If it’s an orchestra, I watch the players strolling to their places and warming up. I wonder mischievously who will have to double-time to get the single remaining chair among the second-violins. Are the kettle drums tuned? To me these moments are sweet, intimate, and not-to-be-missed. If I peer over the balcony and catch a flicker of screens, that’s not immoral (unless it bothers your neighbors trying to soak in the musical scene). But it surely disrupts the subtle aesthetic ambiance.
Sometimes it’s immoral, indecent, to disrupt aesthetic ambiance.

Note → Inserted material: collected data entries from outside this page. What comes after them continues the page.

Issue #7016, opened 2022-09-29
BUG: Orion version header is misaligned


znicholasbrown:
### First check

- [X] I added a descriptive title to this issue.
- [X] I used the GitHub search to find a similar issue and didn't find it.
- [X] I searched the Prefect documentation for this issue.
- [X] I checked that this issue is related to Prefect and not one of its dependencies.

### Bug summary

The version tag is misaligned (should be on the right) on the settings page:

![Screen Shot 2022-09-29 at 12 35 09 PM](https://user-images.githubusercontent.com/27291717/193088705-5c07da04-0107-4569-ba2c-5397b45ae880.png)

### Reproduction

```python3
Visit the settings page
```

### Error

```python3
N/A
```

### Versions

```Text
2.4.3
```

pleek91:
@space-age-pete wanna take this on?

PR #8676, opened 2023-02-28
Fix version misaligned on the settings page in the UI

pleek91:
# Description
Closes https://github.com/PrefectHQ/prefect/issues/7016
image

### DIFF
--- a/ui/src/pages/Settings.vue
+++ b/ui/src/pages/Settings.vue
@@ -3,7 +3,7 @@
     <template #header>
       <PageHeading :crumbs="crumbs">
         <template #actions>
-          <p-key-value label="Version" :value="version" alternate />
+          <p-key-value class="settings__version" label="Version" :value="version" alternate />
         </template>
       </PageHeading>
     </template>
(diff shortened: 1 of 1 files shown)


ui/src/pages/Settings.vue
```diff
@@ -3,7 +3,7 @@
     <template #header>
       <PageHeading :crumbs="crumbs">
         <template #actions>
-          <p-key-value label="Version" :value="version" alternate />
+          <p-key-value class="settings__version" label="Version" :value="version" alternate />
```
znicholasbrown, line 6: I'm surprised this is the solution - I'd expect `PageHeading` to be responsible for floating the `actions` slot to the right

pleek91: So page has that as `fit-content`. I also tried `min-content` but that didn't help. p-key-value has `width: 100%` which is the culprit here. I'm not sure why it does tbh. But we're not having any issues what that component elsewhere so adding `width: auto` here seemed like the simplest fix.

znicholasbrown: Fair enough, this is certainly the least-risky change 👍🏻

znicholasbrown (approved):

PR #8684, opened 2023-03-01
remove deployment flowrun fk

jakekaplan:
Remove the `FlowRun.deployment_id` -> `Deployment.id` foreign key. This is for deployment performance purposes and keeps consistent UX behavior with Cloud

### Checklist


src/prefect/server/database/migrations/versions/sqlite/2023_03_01_165551_f3df94dca3cc_remove_flowrun_deployment_fk.py
```diff
@@ -0,0 +1,35 @@
...
+
+# revision identifiers, used by Alembic.
+revision = "f3df94dca3cc"
+down_revision = "8d148e44e669"
+branch_labels = None
+depends_on = None
+
+
+def upgrade():
+    op.execute("PRAGMA foreign_keys=OFF")
```
cicdw, line 18: do these need to be turned back on after?  I usually do but maybe it's not necessary

cicdw (commented):
qq but otherwise I think this is ready for broader review - @znicholasbrown my UI PRs essentially are so that this change has a little bit cleaner UX

madkinsz (approved):

src/prefect/server/database/migrations/versions/sqlite/2023_03_01_165551_f3df94dca3cc_remove_flowrun_deployment_fk.py
madkinsz: I think it might be necessary or they'll remain off for that database connection?

jakekaplan: woops good call!

cicdw (approved):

Loud music after midnight from across the street is indecent exposure, a flagrant disregard of peace, tranquility, and the softness of dark. Smart phones can’t be censured for loud noise — except for lecture or concert hall beeps.
The more flagrant crimes and misdemeanors occur when I’ve barely been introduced to a stranger in a restaurant line when he cuts me off to answer his phone, with no apology, or when a driver just ahead jambs on his brakes because his phone was distracting his attention.
Surely it’s a double misdemeanor for that pair of girls in their teens just ahead on the sidewalk to be lost in their phones rather than in tune with each other. For girlfriends to walk home from school side by side, without a giggle or gossip, is for each to tell the other that there are so many OTHERS so much MORE important than the would-be pal at their elbow.
Then there’s that restaurant couple across the room in their 60s. To be so unhappily locked out of conversation or eye-contact, in mutual disattention, is surely more than a misdemeanor. They disturb the peace and assault each other with their screams that yes, their marriage is nothing but boredom, on the rocks, despite the fine wine close at hand.